- [WHAT IS EXPECTED]: A bare number is all that is needed: how many lines below contain the string "empty"?

◆ ◆ ◆ ◆ ◆

PR #196, opened 2016-12-07
Remove LIMIT for Batch Loader

sanjay990:
LIMIT doesn't exist for SQL Server, hence we need a different method to
get the column count for creating Batch Loader

### DIFF
--- a/tempto-core/src/main/java/com/teradata/tempto/internal/fulfillment/table/jdbc/LoaderFactory.java
+++ b/tempto-core/src/main/java/com/teradata/tempto/internal/fulfillment/table/jdbc/LoaderFactory.java
@@ -18,8 +18,11 @@ import com.teradata.tempto.query.QueryExecutor;
 import org.slf4j.Logger;
 
 import java.sql.JDBCType;
+import java.sql.ResultSet;
 import java.sql.SQLException;
+import java.util.ArrayList;
 import java.util.List;
+import java.util.Optional;
 
 import static org.slf4j.LoggerFactory.getLogger;
 
@@ -27,10 +30,16 @@ class LoaderFactory
 {
     private static final Logger LOGGER = getLogger(LoaderFactory.class);
 
-    Loader create(QueryExecutor queryExecutor, String tableName)
+    Loader create(QueryExecutor queryExecutor, Optional<String> schema, String tableName)
             throws SQLException
     {
-        List<JDBCType> columnTypes = queryExecutor.executeQuery("SELECT * FROM " + tableName + " LIMIT 1").getColumnTypes();
+        schema = getSchema(queryExecutor);
+        ResultSet resultSet = queryExecutor.getConnection().getMetaData().getColumns(null, schema.orElse(""), tableName, null);
+
+        List<JDBCType> columnTypes = new ArrayList<>();
+        while (resultSet.next()) {
+            columnTypes.add(JDBCType.valueOf(resultSet.getInt("DATA_TYPE")));
+        }
 
         try {
             return new BatchLoader(queryExecutor, tableName, columnTypes.size());
@@ -40,4 +49,14 @@ class LoaderFactory
             return new InsertLoader(queryExecutor, tableName, columnTypes);
         }
     }
+
+    private Optional<String> getSchema (QueryExecutor queryExecutor){
+        try {
+            return Optional.ofNullable(queryExecutor.getConnection().getSchema());
+        }
+        catch (Exception e) {
+            return Optional.empty();
+        }
+}
+
 }
--- a/tempto-core/src/main/java/com/teradata/tempto/internal/fulfillment/table/jdbc/LoaderFactory.java
+++ b/tempto-core/src/main/java/com/teradata/tempto/internal/fulfillment/table/jdbc/LoaderFactory.java
@@ -18,11 +18,8 @@ import com.teradata.tempto.query.QueryExecutor;
 import org.slf4j.Logger;
 
 import java.sql.JDBCType;
-import java.sql.ResultSet;
 import java.sql.SQLException;
-import java.util.ArrayList;
 import java.util.List;
-import java.util.Optional;
 
 import static org.slf4j.LoggerFactory.getLogger;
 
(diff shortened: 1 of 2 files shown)


tempto-core/src/main/java/com/teradata/tempto/internal/fulfillment/table/jdbc/LoaderFactory.java
```diff
@@ -18,19 +18,30 @@
...
 
 class LoaderFactory
 {
     private static final Logger LOGGER = getLogger(LoaderFactory.class);
 
-    Loader create(QueryExecutor queryExecutor, String tableName)
+    Loader create(QueryExecutor queryExecutor, Optional<String> schema, String tableName)
             throws SQLException
     {
-        List<JDBCType> columnTypes = queryExecutor.executeQuery("SELECT * FROM " + tableName + " LIMIT 1").getColumnTypes();
```
KBP-TDC: Btw. I think SQL Server has "TOP" instead:
SELECT TOP (1) * FROM tableName
Docs: https://msdn.microsoft.com/en-us/library/ms189463.aspx

sanjay990: We plan to have something which doesn't depend on the underlying database.

tempto-core/src/main/java/com/teradata/tempto/internal/fulfillment/table/jdbc/LoaderFactory.java
```diff
@@ -18,19 +18,30 @@
...
+        if (!schema.isPresent() && queryExecutor.getConnector().isPresent() && queryExecutor.getConnector().get().equals("sqlserver")) {
```
cawallin: you shouldn't assume that the sqlserver connector is named sqlserver -- why do you need this? and why is it only for sqlserver?

sanjay990: For SQL Server, I need to get the default schema, else getColumns won't work
getSchema was not working for Postgres - org.postgresql.jdbc4.Jdbc4Connection.getSchema() is not yet implemented

tempto-core/src/main/java/com/teradata/tempto/query/QueryExecutor.java
```diff
@@ -56,6 +57,8 @@ QueryResult executeQuery(String sql, QueryType queryType, QueryParam... params)
 
     Connection getConnection();
 
+    Optional<String> getConnector();
```
maciejgrzybek: What does `connector` mean in this context? It's unclear.

sanjay990: It means presto connector like mysql, postgres, sqlserver

tempto-core/src/main/java/com/teradata/tempto/internal/fulfillment/table/jdbc/LoaderFactory.java
sanjay990: yes, but it doesn't work for PostgreSQL - org.postgresql.jdbc4.Jdbc4Connection.getSchema() is not yet implemented

tempto-core/src/main/java/com/teradata/tempto/query/QueryExecutor.java
maciejgrzybek: Then `ConnectorName` name? Or rather `CatalogName` if it's named connector?

tempto-core/src/main/java/com/teradata/tempto/internal/fulfillment/table/jdbc/LoaderFactory.java
sanjay990: no, schema is only needed for SQL Server, its not required for Postgres, MySQL

tempto-core/src/main/java/com/teradata/tempto/query/QueryExecutor.java
sanjay990: `CatalogName` seems to be a good choice

tempto-core/src/main/java/com/teradata/tempto/internal/fulfillment/table/jdbc/LoaderFactory.java
kokosing: lets wrap`org.postgresql.jdbc4.Jdbc4Connection.getSchema()` so when it throws an exception `queryExecutor.getConnection().getSchema()` would return `Optional.empty()`. Then remove this `IF`.

tempto-core/src/main/java/com/teradata/tempto/query/QueryExecutor.java
kokosing: I don't like this method. Maybe it has some meaning in regards to presto connection but it cann't be mapped to anything in case of hive connection. I think that when you fix my other comment you will be able to remove this method.

sanjay990:
@maciejgrzybek @kokosing @cawallin : Removed the sqlserver check

tempto-core/src/main/java/com/teradata/tempto/internal/fulfillment/table/jdbc/LoaderFactory.java
```diff
@@ -33,9 +33,13 @@
     Loader create(QueryExecutor queryExecutor, Optional<String> schema, String tableName)
             throws SQLException
     {
-        if (!schema.isPresent() && queryExecutor.getConnector().isPresent() && queryExecutor.getConnector().get().equals("sqlserver")) {
+        try {
             schema = Optional.ofNullable(queryExecutor.getConnection().getSchema());
         }
+        catch (Exception e) {
+            schema = Optional.empty();
+        }
```
kokosing: extract this `try-catch` block as separate method

kokosing:
Looks good, squash the commits and merge

tempto-core/src/main/java/com/teradata/tempto/internal/fulfillment/table/jdbc/LoaderFactory.java
```diff
@@ -30,7 +30,7 @@
     Loader create(QueryExecutor queryExecutor, String tableName)
             throws SQLException
     {
-        List<JDBCType> columnTypes = queryExecutor.executeQuery("SELECT * FROM " + tableName + " LIMIT 1").getColumnTypes();
+        List<JDBCType> columnTypes = queryExecutor.executeQuery("SELECT * FROM " + tableName + " WHERE 1=2").getColumnTypes();
```
amrutagokhale: Is `getColumnCount()` not working? I feel that this method is more appropriate (if it works), since it conveys directly what the code is doing.

sanjay990: But we need the column types for insert loader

◆ ◆ ◆ ◆ ◆

- [SOLUTION TO THIS EXERCISE]: 3